------ Data for processing

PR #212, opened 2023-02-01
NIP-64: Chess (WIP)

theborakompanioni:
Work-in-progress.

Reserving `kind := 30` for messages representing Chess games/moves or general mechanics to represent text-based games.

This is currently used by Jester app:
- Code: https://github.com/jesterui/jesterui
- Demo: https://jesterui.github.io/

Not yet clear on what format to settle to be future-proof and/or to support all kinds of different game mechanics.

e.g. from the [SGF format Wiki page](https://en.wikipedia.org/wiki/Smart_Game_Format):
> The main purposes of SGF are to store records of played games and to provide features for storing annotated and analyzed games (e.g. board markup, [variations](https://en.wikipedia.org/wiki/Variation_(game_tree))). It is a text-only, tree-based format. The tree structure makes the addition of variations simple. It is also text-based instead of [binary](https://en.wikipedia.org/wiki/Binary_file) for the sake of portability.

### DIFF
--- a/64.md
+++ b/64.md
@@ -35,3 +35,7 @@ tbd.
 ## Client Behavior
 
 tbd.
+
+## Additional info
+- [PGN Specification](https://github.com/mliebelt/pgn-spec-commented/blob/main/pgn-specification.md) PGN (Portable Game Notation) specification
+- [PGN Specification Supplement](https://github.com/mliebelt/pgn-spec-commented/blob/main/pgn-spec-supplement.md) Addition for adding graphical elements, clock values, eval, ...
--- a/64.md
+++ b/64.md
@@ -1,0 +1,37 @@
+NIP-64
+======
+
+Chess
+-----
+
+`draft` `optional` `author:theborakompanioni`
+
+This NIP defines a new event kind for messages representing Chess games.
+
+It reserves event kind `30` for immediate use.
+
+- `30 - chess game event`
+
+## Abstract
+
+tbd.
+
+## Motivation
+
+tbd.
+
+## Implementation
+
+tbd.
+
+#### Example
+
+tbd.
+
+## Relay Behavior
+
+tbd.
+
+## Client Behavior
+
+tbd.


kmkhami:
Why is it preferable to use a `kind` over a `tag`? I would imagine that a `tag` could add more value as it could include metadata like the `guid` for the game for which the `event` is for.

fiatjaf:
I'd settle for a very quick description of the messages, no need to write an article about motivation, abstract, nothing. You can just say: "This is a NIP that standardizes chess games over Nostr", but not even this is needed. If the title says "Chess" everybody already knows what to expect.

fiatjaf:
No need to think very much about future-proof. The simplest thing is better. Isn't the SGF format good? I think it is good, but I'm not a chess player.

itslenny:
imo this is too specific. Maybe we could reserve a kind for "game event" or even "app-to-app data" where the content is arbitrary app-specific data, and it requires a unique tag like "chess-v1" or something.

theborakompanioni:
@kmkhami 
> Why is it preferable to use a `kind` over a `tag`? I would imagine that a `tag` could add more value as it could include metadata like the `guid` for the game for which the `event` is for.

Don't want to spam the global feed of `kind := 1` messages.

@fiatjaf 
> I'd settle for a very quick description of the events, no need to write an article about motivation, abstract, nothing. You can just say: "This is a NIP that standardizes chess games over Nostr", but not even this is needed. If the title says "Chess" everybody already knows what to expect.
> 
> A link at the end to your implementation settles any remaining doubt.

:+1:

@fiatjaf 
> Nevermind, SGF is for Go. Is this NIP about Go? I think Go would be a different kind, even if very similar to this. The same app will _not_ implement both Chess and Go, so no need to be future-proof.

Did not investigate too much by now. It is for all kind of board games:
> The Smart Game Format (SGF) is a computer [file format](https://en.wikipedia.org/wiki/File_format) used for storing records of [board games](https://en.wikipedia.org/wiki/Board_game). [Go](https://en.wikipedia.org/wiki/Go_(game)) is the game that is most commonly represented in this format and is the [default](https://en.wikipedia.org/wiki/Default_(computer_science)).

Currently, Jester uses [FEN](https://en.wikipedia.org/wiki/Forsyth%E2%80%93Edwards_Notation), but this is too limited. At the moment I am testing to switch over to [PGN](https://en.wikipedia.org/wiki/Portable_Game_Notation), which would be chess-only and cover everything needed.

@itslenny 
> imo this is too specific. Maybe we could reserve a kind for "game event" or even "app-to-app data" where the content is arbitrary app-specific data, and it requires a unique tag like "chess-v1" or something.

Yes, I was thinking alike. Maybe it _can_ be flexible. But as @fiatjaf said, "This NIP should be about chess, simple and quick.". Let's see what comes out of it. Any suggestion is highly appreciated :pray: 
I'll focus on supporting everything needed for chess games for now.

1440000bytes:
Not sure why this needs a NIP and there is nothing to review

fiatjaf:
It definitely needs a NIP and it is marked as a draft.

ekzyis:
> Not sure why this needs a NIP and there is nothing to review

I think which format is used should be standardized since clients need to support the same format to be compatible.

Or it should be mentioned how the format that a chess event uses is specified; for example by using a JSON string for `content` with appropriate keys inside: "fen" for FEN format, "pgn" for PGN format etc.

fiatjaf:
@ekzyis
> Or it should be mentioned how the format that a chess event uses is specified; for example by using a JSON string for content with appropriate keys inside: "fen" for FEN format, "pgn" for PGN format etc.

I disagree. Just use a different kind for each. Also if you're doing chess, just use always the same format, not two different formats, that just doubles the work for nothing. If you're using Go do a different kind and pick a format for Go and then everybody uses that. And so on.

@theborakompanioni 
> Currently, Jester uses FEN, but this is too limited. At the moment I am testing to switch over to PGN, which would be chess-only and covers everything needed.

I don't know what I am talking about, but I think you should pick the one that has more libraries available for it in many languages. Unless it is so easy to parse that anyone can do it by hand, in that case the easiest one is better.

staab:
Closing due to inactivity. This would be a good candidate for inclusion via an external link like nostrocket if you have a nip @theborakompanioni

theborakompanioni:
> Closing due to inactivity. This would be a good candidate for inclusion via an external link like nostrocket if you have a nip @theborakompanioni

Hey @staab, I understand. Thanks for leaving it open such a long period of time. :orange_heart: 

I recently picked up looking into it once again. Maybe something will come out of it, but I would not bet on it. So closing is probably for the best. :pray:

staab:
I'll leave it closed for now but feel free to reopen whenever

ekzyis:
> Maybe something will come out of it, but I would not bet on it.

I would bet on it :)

------------

What is being asked. Each record must be printed again, word for word, with nothing dropped.

Exercise output.
PR #212, opened 2023-02-01
NIP-64: Chess (WIP)

theborakompanioni:
Work-in-progress.

Reserving `kind := 30` for messages representing Chess games/moves or general mechanics to represent text-based games.

This is currently used by Jester app:
- Code: https://github.com/jesterui/jesterui
- Demo: https://jesterui.github.io/

Not yet clear on what format to settle to be future-proof and/or to support all kinds of different game mechanics.

e.g. from the [SGF format Wiki page](https://en.wikipedia.org/wiki/Smart_Game_Format):
> The main purposes of SGF are to store records of played games and to provide features for storing annotated and analyzed games (e.g. board markup, [variations](https://en.wikipedia.org/wiki/Variation_(game_tree))). It is a text-only, tree-based format. The tree structure makes the addition of variations simple. It is also text-based instead of [binary](https://en.wikipedia.org/wiki/Binary_file) for the sake of portability.

### DIFF
--- a/64.md
+++ b/64.md
@@ -35,3 +35,7 @@ tbd.
 ## Client Behavior
 
 tbd.
+
+## Additional info
+- [PGN Specification](https://github.com/mliebelt/pgn-spec-commented/blob/main/pgn-specification.md) PGN (Portable Game Notation) specification
+- [PGN Specification Supplement](https://github.com/mliebelt/pgn-spec-commented/blob/main/pgn-spec-supplement.md) Addition for adding graphical elements, clock values, eval, ...
--- a/64.md
+++ b/64.md
@@ -1,0 +1,37 @@
+NIP-64
+======
+
+Chess
+-----
+
+`draft` `optional` `author:theborakompanioni`
+
+This NIP defines a new event kind for messages representing Chess games.
+
+It reserves event kind `30` for immediate use.
+
+- `30 - chess game event`
+
+## Abstract
+
+tbd.
+
+## Motivation
+
+tbd.
+
+## Implementation
+
+tbd.
+
+#### Example
+
+tbd.
+
+## Relay Behavior
+
+tbd.
+
+## Client Behavior
+
+tbd.


kmkhami:
Why is it preferable to use a `kind` over a `tag`? I would imagine that a `tag` could add more value as it could include metadata like the `guid` for the game for which the `event` is for.

fiatjaf:
I'd settle for a very quick description of the messages, no need to write an article about motivation, abstract, nothing. You can just say: "This is a NIP that standardizes chess games over Nostr", but not even this is needed. If the title says "Chess" everybody already knows what to expect.

fiatjaf:
No need to think very much about future-proof. The simplest thing is better. Isn't the SGF format good? I think it is good, but I'm not a chess player.

itslenny:
imo this is too specific. Maybe we could reserve a kind for "game event" or even "app-to-app data" where the content is arbitrary app-specific data, and it requires a unique tag like "chess-v1" or something.

theborakompanioni:
@kmkhami 
> Why is it preferable to use a `kind` over a `tag`? I would imagine that a `tag` could add more value as it could include metadata like the `guid` for the game for which the `event` is for.

Don't want to spam the global feed of `kind := 1` messages.

@fiatjaf 
> I'd settle for a very quick description of the events, no need to write an article about motivation, abstract, nothing. You can just say: "This is a NIP that standardizes chess games over Nostr", but not even this is needed. If the title says "Chess" everybody already knows what to expect.
> 
> A link at the end to your implementation settles any remaining doubt.

:+1:

@fiatjaf 
> Nevermind, SGF is for Go. Is this NIP about Go? I think Go would be a different kind, even if very similar to this. The same app will _not_ implement both Chess and Go, so no need to be future-proof.

Did not investigate too much by now. It is for all kind of board games:
> The Smart Game Format (SGF) is a computer [file format](https://en.wikipedia.org/wiki/File_format) used for storing records of [board games](https://en.wikipedia.org/wiki/Board_game). [Go](https://en.wikipedia.org/wiki/Go_(game)) is the game that is most commonly represented in this format and is the [default](https://en.wikipedia.org/wiki/Default_(computer_science)).

Currently, Jester uses [FEN](https://en.wikipedia.org/wiki/Forsyth%E2%80%93Edwards_Notation), but this is too limited. At the moment I am testing to switch over to [PGN](https://en.wikipedia.org/wiki/Portable_Game_Notation), which would be chess-only and cover everything needed.

@itslenny 
> imo this is too specific. Maybe we could reserve a kind for "game event" or even "app-to-app data" where the content is arbitrary app-specific data, and it requires a unique tag like "chess-v1" or something.

Yes, I was thinking alike. Maybe it _can_ be flexible. But as @fiatjaf said, "This NIP should be about chess, simple and quick.". Let's see what comes out of it. Any suggestion is highly appreciated :pray: 
I'll focus on supporting everything needed for chess games for now.

1440000bytes:
Not sure why this needs a NIP and there is nothing to review

fiatjaf:
It definitely needs a NIP and it is marked as a draft.

ekzyis:
> Not sure why this needs a NIP and there is nothing to review

I think which format is used should be standardized since clients need to support the same format to be compatible.

Or it should be mentioned how the format that a chess event uses is specified; for example by using a JSON string for `content` with appropriate keys inside: "fen" for FEN format, "pgn" for PGN format etc.

fiatjaf:
@ekzyis
> Or it should be mentioned how the format that a chess event uses is specified; for example by using a JSON string for content with appropriate keys inside: "fen" for FEN format, "pgn" for PGN format etc.

I disagree. Just use a different kind for each. Also if you're doing chess, just use always the same format, not two different formats, that just doubles the work for nothing. If you're using Go do a different kind and pick a format for Go and then everybody uses that. And so on.

@theborakompanioni 
> Currently, Jester uses FEN, but this is too limited. At the moment I am testing to switch over to PGN, which would be chess-only and covers everything needed.

I don't know what I am talking about, but I think you should pick the one that has more libraries available for it in many languages. Unless it is so easy to parse that anyone can do it by hand, in that case the easiest one is better.

staab:
Closing due to inactivity. This would be a good candidate for inclusion via an external link like nostrocket if you have a nip @theborakompanioni

theborakompanioni:
> Closing due to inactivity. This would be a good candidate for inclusion via an external link like nostrocket if you have a nip @theborakompanioni

Hey @staab, I understand. Thanks for leaving it open such a long period of time. :orange_heart: 

I recently picked up looking into it once again. Maybe something will come out of it, but I would not bet on it. So closing is probably for the best. :pray:

staab:
I'll leave it closed for now but feel free to reopen whenever

ekzyis:
> Maybe something will come out of it, but I would not bet on it.

I would bet on it :)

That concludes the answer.